Yes the patterns repeat every 15 integers.
So you only need to do one division operation, get the index modulo-15.
I was bored once at work and figured out a way to compute this without doing much arithmetic. It only requires 1 modulo operation.
for (int i=1; i<100;i++)
{
// make a bit vector with a 1 in ith bit, modulo 15.
unsigned int i_as_bitvector = 1 << (i % 15);
// Check it against the valid positions for FizzBuzz
// 0ctal 011111 is binary 1001001001001
// Octal 02041 is binary 10000100001
printf("%d ", i);
if (i_as_bitvector & 011111 ) printf("Fizz");
if (i_as_bitvector & 02041 ) printf("Buzz");
printf("\n");
}
I also have a version which has NO magic constants anywhere in the program, except 3 and 5. I'll post it if someone is interested.
Also, after printing 1 to 9, you have a single pattern of 30 numbers that repeats exactly 3 times from 10 to 99, then 30 times from 100 to 999, then 300 times from 1000 to 9999, and so on. That lets you extract lots of code from the loop and run it roughly once every 10^n numbers.
Why would you think in sets of ten, when there should actually just be one pattern in 15? Then it just becomes a challenge to arrange your code to work on these blocks of 15.
We could probably code 16 versions of the block of 15 code that repeat and are nicely aligned for SIMD.

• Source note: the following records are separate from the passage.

PR #732, opened 2017-08-10
V3 package build

gauntface:

This adds a browser bundle build step.

Currently builds to `<package>/build/browser-bundles/<package name>.<dev|production>.js` The reasoning for this is that `build/` could be where we put our ES2015 module code (i.e. dump files that we want to be referenced as `import '<package name>/<classname or path to file>'`

Minifier has been switched to uglify-es, this is so that we can minify private variables, which for the small amount of code got use from ~900B down to ~750B. I'm running the bundled tests through the minifier as well just to try and account for the fact that the source in our library code will ultimately be different and hopefully catch us out but this does make me nervous if we rely on the bundled tests too much.

Build process for packages is using lerna from start to finish. `gulp build` will simply run `lerna bootstrap` behind the scenes. Lerna should figure out the dependencies between modules and will then run `npm run prepublish` on each package. Each package should then run `gulp build-packages --package <package name>`. This should mean are working *with* lerna rather than against / next to it.

PR-Bot should now show the built file sizes in this PR.


gulp-tasks/build-packages.js
```diff
@@ -0,0 +1,115 @@
...
+const logHelper = require('./utils/log-helper');
+const pkgPathToName = require('./utils/pkg-path-to-name');
+
+/**
+ * To test sourcemaps are valid and working, use:
+ * http://paulirish.github.io/source-map-visualization/#custom-choose
+ */
+
+const buildPackage = (packagePath, buildType) => {
+  const srcPath = path.posix.join(packagePath, 'src');
```
jeffposnick: Since we're not using `gulp.src()` here, and therefore not using globs, shouldn't this be `path.join()` instead of always using POSIX paths?

gulp-tasks/build-packages.js
```diff
@@ -0,0 +1,115 @@
...
+};
+
+gulp.task('build-packages:clean', gulp.series(
+  packageRunnner('build-packages:clean', cleanPackages)
+));
+
+// This will create one version of the tests for each buildType.
+// i.e. we'll have a browser build for no NODE_ENV and one for 'production'
+// NODE_ENV and the same for sw and node tests.
+const packageBuilds = [];
```
jeffposnick: Good opportunity to use `.map()`:

```js
const packageBuilds = constants.BUILD_TYPES.map((buildType) => {
  return packageRunner('build-package', buildPackage, buildType);
});
```

gulp-tasks/build.js
```diff
@@ -0,0 +1,20 @@
+const gulp = require('gulp');
+
+const lernaWrapper = require('./utils/lerna-wrapper');
+
+gulp.task('lerna-bootstrap', () => {
+  // If it's a start, build all projects (I.e. bootstrap everything.)
```
jeffposnick: 'start' => 'star'

gulp-tasks/build.js
```diff
@@ -0,0 +1,20 @@
...
+  if (global.packageOrStar === '*') {
+    return lernaWrapper.bootstrap();
+  }
+
+  // If it's not a start, we can scope the build to a specific project.
```
jeffposnick: 'start' => 'star'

In my mind a SIMD version would work by predefining a string buffer 15 elements long with Fizz in positions 0,3,6,... and Buzz in positions 0,5,10. These are constants that don't ever change. Then vectorized code would only write to positions that change, the numbers: 1,2,4,7,8,11,13,14. Most of the time these positions would have fixed width too (lengths of large numbers don't change often) so you can use constant write addresses. So 8 SIMD threads could handle a block, and write everything blockwise.
I was thinking blocks of 10 because I can itoa(the number of tens) and then concat with the subset of 0, 1, 2, 3, 4, etc. that I care about. I guess with blocks of 15 you just need to do two itoas, and worry about two types of block vs 3.